Below we consider the example of a pre-test post-test applied to a study that seeks to evaluate the effect of a family-planning program on the incidence of teenage pregnancy.

## Design Declaration

**M**odel:We define a population of size \(N\), where effect at time \(t = 1\) (pre-program) and \(t = 2\) (post-program) are taken from a normal distribution of mean 0 and standard deviation smaller than 1. We assume pre- and post-test outcomes to be highly and positively correlated (\(\rho = 0.5\)). We also expect subjects to leave the study at a rate of 10%, meaning we do not observe post-treatment outcomes for a tenth of the sample.

**I**nquiry:We wish to know the average effect of family pregnancy programs \(Z\) on rates of teenage pregnancy. Formally: \(E[Y(Z = 1) - Y(Z = 0) \mid t = 2]\), where \(Z = 1\) denotes assignment to the program.

**D**ata strategy:We observe the incidence of teenage pregnancy (\(Y_i\)) for individual \(i\) for a sample of 100 individuals at time \(t = 1\) (just prior to treatment) and at time \(t = 2\) (a year after treatment). We randomly assign 50 out of 100 women between the ages of 15 and 19 to receive treatment.

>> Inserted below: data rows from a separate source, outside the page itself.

PR #1004, opened 2022-02-02
[WEB-1458] Check for clinic invites on initial browser load for authenticated routes

clintonium-119:
See [WEB-1458]

[WEB-1458]: https://tidepool.atlassian.net/browse/WEB-1458?atlOrigin=eyJpIjoiNWRkNTljNzYxNjVmNDY3MDlhMDU5Y2ZhYzA5YTRkZjUiLCJwIjoiZ2l0aHViLWNvbS1KU1cifQ

### DIFF
--- a/app/routes.js
+++ b/app/routes.js
@@ -1,5 +1,6 @@
 import _ from 'lodash';
 import React from 'react';
+import async from 'async';
 import { Route, Switch, Redirect } from 'react-router-dom';
 import { push } from 'connected-react-router';
 
@@ -60,6 +61,14 @@ export const requireChrome = (next, ...args) => (dispatch) => {
 export const requireAuth = (api, cb = _.noop) => (dispatch, getState) => {
   const { blip: state, router: routerState } = getState();
 
+  const routes = {
+    patients: '/patients',
+    workspaces: '/workspaces',
+    clinicDetails: '/clinic-details',
+    clinicianDetails: '/clinician-details',
+    clinicWorkspace: '/clinic-workspace',
+  };
+
   if (!api.user.isAuthenticated()) {
     dispatch(push('/login'));
   } else {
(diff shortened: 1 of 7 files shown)


app/routes.js
```diff
@@ -112,14 +130,19 @@ export const requireAuth = (api, cb = _.noop) => (dispatch, getState) => {
             // Navigate to the appropriate page for a clinician user or team member who needs to
             // complete the setup process
             if (firstEmptyOrUnmigratedClinic) dispatch(actions.sync.selectClinic(firstEmptyOrUnmigratedClinic.clinic.id));
-            dispatch(push(state.clinicFlowActive || state.selectedClinicId ? '/clinic-details' : '/clinician-details'));
+            dispatch(push(state.clinicFlowActive || state.selectedClinicId ? routes.clinicDetails : routes.clinicianDetails));
+          } else if (values.invites?.length) {
```
krystophv, line 134: I have concerns that this redirect may trigger more often than we want. Though gated by the `fetchingClinicsForClinician` working state, this has the _potential_ to redirect on every authenticated route. If the user has a pending invite that they don't wish to immediately address (neither accepting nor denying it), then they will be redirected to the `clinicDetails` or `workspaces` page each time the working state gets reset. (This happens when switching patients (`DATA_WORKER_REMOVE_DATA_SUCCESS`) and any other time that the data worker is cleared due to that action resetting to initial working state). Is this the desired behavior (i.e. do we want to be that persistent/aggressive about getting the user to take action on the invite)?

clintonium-119: I'm thinking this _should_ be fine.  
I don't think the `blip.working` state is completely reset by that action.  I believe only `blip.working.queryingData` is set to the default working state when `DATA_WORKER_REMOVE_DATA_SUCCESS` fires ([here in working.js](https://github.com/tidepool-org/blip/blob/716da5575592e454b068f31ed01843a7d0f75af1/app/redux/reducers/working.js#L152)).
I could also gate it on `fetchingClinicianInvites` working state.  I thought about it, but then it seemed redundant to me.
Your thoughts?

clintonium-119: Great catch, Chris.  I've addressed this.  I also realized that we also needed to add the "Manage Workspaces" nav menu item if pending clinic invites exist for the user.

krystophv (approved):
LGTM 🎸

PR #1186, opened 2023-03-02
Add firefox as supported browser

### LINKED ISSUE #418: Only works in Google Chrome
Hi. The 90s called, and they want their "Only works in Netscape" error page back.

What about Windows 10 S where only Microsoft Edge browser is available? What about iOS with Safari only? or Nintendo Wii U or Xbox One. On these platforms you can’t install another browser. I personally prefer Firefox and have no intention of installing Chrome or another browser.

There should at least be a way to say “I understand that you guys don’t bother testing in other browsers, now let me proceed anyway.”

### LINKED ISSUE #1029: Blip requires Chrome, although site works fine in Firefox
If you are going to test browser compatibility, test on availability of required features, not useragent string. All required Web APIs should be checked in utils instead of the browser. Technically it would be possible to run an outdated version of Chrome, although it requires some work, which could render the site useless.

The site works fine in Firefox (only tested in version 97), but requires altering the userAgent string to get past the browser compatibility test.

Are there specific features you require that are not available in other browsers? I understand you might be interested in blocking IE, but Safari is likely to be compatible as well as FF. There are Chromium (Google specific) Web APIs that other browser engines haven't implemented, but unless they are strictly necessary, I don't see why you should be blocking FF and Safari.

Alternatively, you can warn the user that the application might not work correctly in other browsers, and you recommend using Chrome, but allow the user to override anyway. Similar to allowing running unsigned applications on most modern OSes.

nielsvanvelzen:
I recently switched to Firefox as my primary browser and was surprised to see Tidepool blocking browsers without any clear reason. As explained in the mentioned issues, if there are specific functionalities that require Chrome you should use feature testing instead of blocking a complete browser. This is a really dark UX pattern.

This PR adds Firefox to the "supported browsers" list, which obviously is still a hack because Tidepool still blocks browsers for not being Chrome.

Fixes #418 
Fixes #1029

### DIFF
--- a/app/core/utils.js
+++ b/app/core/utils.js
@@ -69,7 +69,7 @@ utils.getIn = (obj, props, notFound) => {
 
 utils.isSupportedBrowser = () => {
   var userAgent = navigator.userAgent.toLowerCase();
-  return (userAgent.indexOf('chrome') > -1 && userAgent.indexOf('opr') === -1 && userAgent.indexOf('mobi') === -1);
+  return (userAgent.indexOf('chrome') > -1 && userAgent.indexOf('opr') === -1 && userAgent.indexOf('mobi') === -1 && userAgent.indexOf('firefox') === -1);
 };
 
 utils.isMobile = () => {


krystophv:
Thanks for this, you can follow along with our efforts to expand browser support here: https://tidepool.atlassian.net/browse/WEB-1806

nielsvanvelzen:
Thanks for the fast response. It's great to see Firefox support is already in progress. The linked issues didn't have any official responses so I wasn't aware of that. It does look like the last changes to the ticket happened back in August, does that mean the project is currently on hold? 

Would it be possible to create some kind of "ignore this warning" button in the meantime as an easy-win for the Firefox users?

krystophv:
The linked issue has many sub-tasks which describe testing and bug reports from cross-browser verification. Firefox support is the next priority and, to my knowledge, the testing and bug fixes for Firefox are now complete. All that remains is the task to adjust our supported browser list and page. I'll bring this up in the next sprint prioritization for consideration.

We cannot add a warning bypass for browsers that we haven't yet verified and documented functionality for.

nielsvanvelzen:
Thanks for the responses, appreciate the efforts! I'll close the PR so you guys can add the support properly.

vitawasalreadytaken:
Hi, apologies if I'm hijacking an old thread, but this seems to be the one place on GitHub which aggregates several duplicate issues on the topic of browser compatibility. 

For what it's worth, I'd like to express support for this bugfix as well. I deliberately use the word "bugfix" rather than "feature". Google Chrome is a browser that comes with serious privacy issues (just like its parent company, and that's no accident). I am disappointed that I am being forced to use it if I want to use Tidepool. I am a big fan of Tidepool's open-source ethos, and this odd privacy-harming restriction doesn't quite fit it 😕 

I found some quite recent updates on child issues of https://tidepool.atlassian.net/browse/WEB-1806, so it seems there is some progress on this. Perhaps the delivery could be sped up by expanding browser support one by one? 🙏 

(I am aware that I can circumvent this block by modifying the User-Agent string in the meantime.)

Thank you for your work – I hope this doesn't come across as ungrateful. It is amazing how much quality software you put out there for free use!

scl67:
Any reason why this was closed?

aleksandrs-ledovskis:
FWIW, the login and functionality works just fine if forcing User-Agent override via an extension.

For example, am using https://addons.mozilla.org/en-GB/firefox/addon/user-agent-string-switcher/ and "Custom mode" for `"app.tidepool.org"`

```
{
  "app.tidepool.org": "<your choice of Chrome's User-Agent>"
}
```

ryceg:
There's no reason to not simply test for the features which you require- 
```js
if ("hid" in navigator) {
  console.log("WebHID is supported!");
} else {
  console.log("WebHID is NOT supported.");
}
```

Plus, you safeguard against old versions of Chrome that are not compatible. Then when Firefox and Safari eventually add support, you don't have to do anything.

PR #1191, opened 2023-03-14
[WEB-2115] disable leaving if last other admin is only invited

krystophv:
for [WEB-2115] adjusts logic to only consider non-invited clinic admins

[WEB-2115]: https://tidepool.atlassian.net/browse/WEB-2115?atlOrigin=eyJpIjoiNWRkNTljNzYxNjVmNDY3MDlhMDU5Y2ZhYzA5YTRkZjUiLCJwIjoiZ2l0aHViLWNvbS1KU1cifQ

### DIFF
--- a/app/pages/clinicianedit/clinicianedit.js
+++ b/app/pages/clinicianedit/clinicianedit.js
@@ -10,6 +10,8 @@ import map from 'lodash/map';
 import includes from 'lodash/includes';
 import cloneDeep from 'lodash/cloneDeep';
 import filter from 'lodash/filter';
+import indexOf from 'lodash/indexOf';
+import isUndefined from 'lodash/isUndefined';
 import * as yup from 'yup';
 import { Box, Flex, Text } from 'rebass/styled-components';
 import { components as vizComponents } from '@tidepool/viz';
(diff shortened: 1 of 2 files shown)


app/pages/clinicianedit/clinicianedit.js
```diff
@@ -60,7 +62,13 @@ export const ClinicianEdit = (props) => {
...
   const selectedClinicianRoles = selectedClinician?.roles;
   const clinicianName = selectedClinician?.name;
-  const adminCount = filter(clinicians, { roles: ['CLINIC_ADMIN'] }).length;
+  const activeAdmins = filter(
+    clinicians,
+    (clinician) =>
+      indexOf(clinician.roles, 'CLINIC_ADMIN') !== -1 &&
+      isUndefined(clinician.inviteId)
+  );
+  const adminCount = filter(activeAdmins, { roles: ['CLINIC_ADMIN'] }).length;
```
clintonium-119, line 71: I don't think this needs to be filtered here, since all `activeAdmins` are guaranteed to have the `CLINIC_ADMIN` role.
```suggestion
  const adminCount = activeAdmins.length;
```

clintonium-119 (changes requested):
Looks good. Just one small code simplification suggestion in comments to address.

app/pages/clinicianedit/clinicianedit.js
krystophv: Ah yeah, that logic moved up so this can be simplified. Good call 👍🏼

clintonium-119 (approved):
Approved :fire:

PR #1195, opened 2023-03-22
[WEB-2098] logged out page and 401/403 redirects

krystophv:
for [WEB-2098] creates logged out page which users will be sent to when keycloak token authentication/refresh fails. Additionally triggers a keycloak token refresh whenever any API call returns a 401/403 error to verify session validity.

[WEB-2098]: https://tidepool.atlassian.net/browse/WEB-2098?atlOrigin=eyJpIjoiNWRkNTljNzYxNjVmNDY3MDlhMDU5Y2ZhYzA5YTRkZjUiLCJwIjoiZ2l0aHViLWNvbS1KU1cifQ

### DIFF
--- a/app/keycloak.js
+++ b/app/keycloak.js
@@ -65,6 +65,7 @@ export const onKeycloakEvent = (store) => (event, error) => {
     }
     case 'onAuthRefreshError': {
       store.dispatch(sync.keycloakAuthRefreshError(event, error));
+      store.dispatch(async.loggedOut(api));
       break;
     }
     case 'onTokenExpired': {
@@ -73,6 +74,7 @@ export const onKeycloakEvent = (store) => (event, error) => {
     }
     case 'onAuthLogout': {
       store.dispatch(sync.keycloakAuthLogout(event, error));
+      store.dispatch(async.loggedOut(api));
       break;
     }
     default:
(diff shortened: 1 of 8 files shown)


test/unit/keycloak.test.js
```diff
@@ -264,6 +266,37 @@ describe('keycloak', () => {
       expect(updateKeycloakConfigMock.callCount).to.equal(0);
       keycloak.__ResetDependency__('_keycloakConfig');
     });
+
+    it('should call keycloak.updateToken() when action has 401 or 403 error', () => {
```
tjotala, line 270: Stylistic nit: these might be "cleaner" as two separate test cases.

app/keycloak.js
```diff
@@ -103,6 +105,16 @@ export const keycloakMiddleware = (api) => (storeAPI) => (next) => (action) => {
       break;
     }
     default:
+      if (
+        action?.error?.status === 401 ||
+        action?.error?.originalError?.status === 401 ||
+        action?.error?.status === 403 ||
```
tjotala, line 111: I can see how this makes perfect sense for 401.

More of a philosophical question here: will re-login solve a 403?

I suppose won't hurt to try, but if they didn't have the permission before, it seems unlikely that they would gain it after logging in again - unless someone just granted them the permission.

tjotala (approved):
LGTM - no blockers, just nits

app/keycloak.js
krystophv: There's some amount of historical ambiguity around which status the backend returns in which situation. There have been cases where we should have used one but return the other, so this code treats both the same way.

test/unit/keycloak.test.js
krystophv: Wouldn't hurt to split this out. 👍🏼

PR #1205, opened 2023-04-04
[WEB-2107] user profile email in use message

krystophv:
for [WEB-2107]. also decided to use the `working` state to determine whether or not a save was successful instead of just _always_ optimistically telling the user that it was and disabling the save button while the call is in progress.

[WEB-2107]: https://tidepool.atlassian.net/browse/WEB-2107?atlOrigin=eyJpIjoiNWRkNTljNzYxNjVmNDY3MDlhMDU5Y2ZhYzA5YTRkZjUiLCJwIjoiZ2l0aHViLWNvbS1KU1cifQ


clintonium-119 (approved):
Nice job.  Good call on properly tracking progress.  Approved :fire:

PR #1227, opened 2023-04-24
[WEB-2248] just use host for rollbar environment

krystophv:
for [WEB-2248], Rollbar has the `environment` as part of their URL structure for some pieces of their application, so using a full protocol+host breaks the URLs for those pieces of the application (and they don't urlencode it...) so we can just use the `host` going forward.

**A**nswer strategy:We define three estimators. First, we estimate effects on the ``change score’’: the dependent variable is defined as the difference between observed post- and pre-treatment outcomes. The second estimator treats only the post-treatment outcome as the dependent variable, but conditions on the pre-treatment outcome on the righthand side of the regression. Finally, we also look at effects when we only use post-test outcome measures, so as to evaluate the gain from using a baseline.

```
N <- 100
ate <- 0.25
sd_1 <- 1
sd_2 <- 1
rho <- 0.5
attrition_rate <- 0.1
population <- declare_population(N = N, u_t1 = rnorm(N) *
sd_1, u_t2 = rnorm(N, rho * u_t1, sqrt(1 - rho^2)) *
sd_2, Y_t1 = u_t1)
potential_outcomes <- declare_potential_outcomes(Y_t2 ~ u_t2 +
ate * Z)
estimand <- declare_estimand(ATE = mean(Y_t2_Z_1 - Y_t2_Z_0))
assignment <- declare_assignment()
report <- declare_assignment(prob = 1 - attrition_rate, assignment_variable = R)
reveal_t2 <- declare_reveal(Y_t2)
manipulation <- declare_step(difference = (Y_t2 - Y_t1),
handler = fabricate)
pretest_lhs <- declare_estimator(difference ~ Z, model = lm_robust,
estimand = estimand, subset = R == 1, label = "Change score")
pretest_rhs <- declare_estimator(Y_t2 ~ Z + Y_t1, model = lm_robust,
estimand = estimand, subset = R == 1, label = "Condition on pretest")
posttest_only <- declare_estimator(Y_t2 ~ Z, model = lm_robust,
estimand = estimand, label = "Posttest only")
pretest_posttest_design <- population + potential_outcomes +
estimand + assignment + reveal_t2 + report + manipulation +
pretest_lhs + pretest_rhs + posttest_only
```

## Takeaways

`diagnosis <- diagnose_design(pretest_posttest_design)`

Estimator Label | N Sims | Bias | RMSE | Power | Coverage | Mean Estimate | SD Estimate | Mean Se | Type S Rate | Mean Estimand |
---|---|---|---|---|---|---|---|---|---|---|

Change score | 500 | -0.00 | 0.20 | 0.21 | 0.95 | 0.25 | 0.20 | 0.21 | 0.00 | 0.25 |

(0.01) | (0.01) | (0.02) | (0.01) | (0.01) | (0.01) | (0.00) | (0.00) | (0.00) | ||

Condition on pretest | 500 | -0.01 | 0.17 | 0.25 | 0.96 | 0.24 | 0.17 | 0.18 | 0.00 | 0.25 |

(0.01) | (0.01) | (0.02) | (0.01) | (0.01) | (0.01) | (0.00) | (0.00) | (0.00) | ||

Posttest only | 500 | -0.01 | 0.19 | 0.21 | 0.96 | 0.24 | 0.19 | 0.20 | 0.00 | 0.25 |

(0.01) | (0.01) | (0.02) | (0.01) | (0.01) | (0.01) | (0.00) | (0.00) | (0.00) |

- We see that the change score approach is less powerful than even the naive estimator! That’s because it essentially sums the variances from both periods. Any time invariant noise is being compounded by summing.